There is also the spectre of a nuclear arms race in the Persian Gulf, involving some of Tehran's neighbors. The BBC reported earlier this week that Saudi Arabia has already "ordered" nuclear weapons from Pakistan and could take delivery shortly after Iran joins the nuclear club. The Saudis have been silent partners in Islamabad's nuclear program for years, with the understanding that the Paks would provide nuclear arms (and expertise) if Riyadh deems it necessary. Other Gulf states--including the United Arab Emirates and Qatar--might embark on similar efforts, to protect their own interests.
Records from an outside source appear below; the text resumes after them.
PR #1499, opened 2023-11-10
task(groups): Change calling to only include joined participants

### LINKED ISSUE #1473: task(groups): Only show users who are in the call
**Task:**
In group calling, when the call starts every member of the group will show up in the calling UI, we should only show people who have answered the call. 

Screenshot 2023-11-07 at 1 27 43 PM

Flemmli97:
### What this PR does 📖

- Makes it so calls only show joined participants

- Resolve #1473### Additional comments 🎤

### DIFF
--- a/ui/src/components/media/calling.rs
+++ b/ui/src/components/media/calling.rs
@@ -319,7 +319,7 @@ fn ActiveCallControl(cx: Scope<ActiveCallProps>) -> Element {
     }
     let call = &active_call.call;
 
-    let participants = state.read().get_identities(&call.participants);
+    let participants = state.read().get_identities(&call.participants_joined);
     let other_participants = state.read().remove_self(&participants);
     let participants_name = State::join_usernames(&other_participants);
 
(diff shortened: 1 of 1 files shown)


phillsatellite:
@Flemmli97 Works well! Just had one suggestion but I guess it depends on what others think as well maybe @XileHorizon can give his opinion. Should we show users own profile within the call ui? Like when I place call and no one else has joined yet instead of showing "Nobody is here" the user would see just their profile avatar. We could also just add at a later more appropriate time in a different ticket if that works! 

https://github.com/Satellite-im/Uplink/assets/93608357/5b757dd8-a4a5-42a5-9f4b-c90ae2564ba0

Flemmli97:
irrc in the past we wanted to exclude the current user from it. maybe im wrong though?

phillsatellite:
> irrc in the past we wanted to exclude the current user from it. maybe im wrong though?

we can keep it like that  👍

sdwoodbury (approved):

XileHorizon:
> @Flemmli97 Works well! Just had one suggestion but I guess it depends on what others think as well maybe @XileHorizon can give his opinion. Should we show users own profile within the call ui? Like when I place call and no one else has joined yet instead of showing "Nobody is here" the user would see just their profile avatar. We could also just add at a later more appropriate time in a different ticket if that works!
> 
>  Screen.Recording.2023-11-10.at.2.14.12.PM.mov

In my designs, I have the user icon in the bottom left corner. 
image

phillsatellite:
@Flemmli97 if you want me to make a ticket for making call ui resemble figma designs and approve this Im cool with that

stavares843 (approved):

phillsatellite (approved):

What about the U.S. nuclear umbrella? At this point, American credibility in the region is at a low ebb and many leaders have no faith in U.S. promises to defend them. That's why a senior Saudi official paid a highly-publicized visit to Moscow earlier this year and there have been recent overtures from the Egyptian military to their Russian counterparts, five decades after Anwar Sadat severed ties with the Soviet Union. No wonder Vladimir Putin is so anxious to conclude a nuclear deal with Iran; not only does his ally get a clear path to a nuclear capability, his own influence (and that of Russia) will grow significantly, as various Arab states look to Moscow for military hardware and security guarantees.
Why is the U.S. so intent on signing on to a very bad deal? Part of the answer can be found in Barack Obama's almost limitless faith in negotiations; if you can reach a deal (he apparently believes), you can somehow persuade the other side to live up to the agreement, no matter what their track record.
Consider the nuclear accord between the United States and North Korea, reached during the tenure of President George W. Bush. The agreement was supposed to curb Pyongyang's nuclear ambitions; instead, it allowed North Korea to covertly pursue a nuclear weapons capability while receiving energy aid and other forms of assistance for supposedly "complying" with the deal. There is no evidence that Iran will be any more compliant with any agreement it might reach with the U.S. and its allies.
Yet, the White House and the State Department are plunging blindly ahead, in part to satisfy the egos of the commander-in-chief and his secretary of state. Mr. Obama has long viewed himself as a transformational figure on the world stage, an image that was reinforced by his receipt of the Nobel Peace Prize early in his first term. Never mind that President Obama had done nothing to actually earn the award; when read your press clippings long enough, you will finally start believing in your "powers." Besides, with the president's popularity in decline (thanks to Obamacare), a diplomatic breakthrough with Iran can certainly change the conversation.
Likewise, Secretary of State John Kerry is also in search of a legacy. Having failed to generate an agreement between Israel and the Palestinians, Mr. Kerry now has his sights on Iran, with no regard for the wider consequences. Perhaps he thinks the inevitable war, the regional nuclear arms race and the other, inevitable reprecussions can be delayed until 2017--or until Mr. Kerry retires to write his memoirs.
Worse yet, you can make a case that President Obama and John Kerry really don't care. Along with former Secretary of State Hillary Clinton, they have presided over an administration that has been openly hostile to Israel, to the point of openly complaining about having to deal with Prime Minister Netanyahu.
Against that backdrop, is it any wonder that President Obama and our Secretary of State are rushing headlong into the worst diplomatic deal since Munich? One recalls Winston Churchill's famous reaction to that agreement, noting that England and France had a choice between dishonour and war; you "chose dishonour and you shall have war."
Then again, the current administration doesn't have much use for Mr. Churchill, either. As you'll recall, one of Mr. Obama's first "decorating" acts at the White House was to remove the bust of the late Prime Minister, which was unceremoniously returned to the British Embassy in 2009.
Mr. Churchill knew a few things about fixing disasters. We can only hope Mr. Obama's successor has similar skills.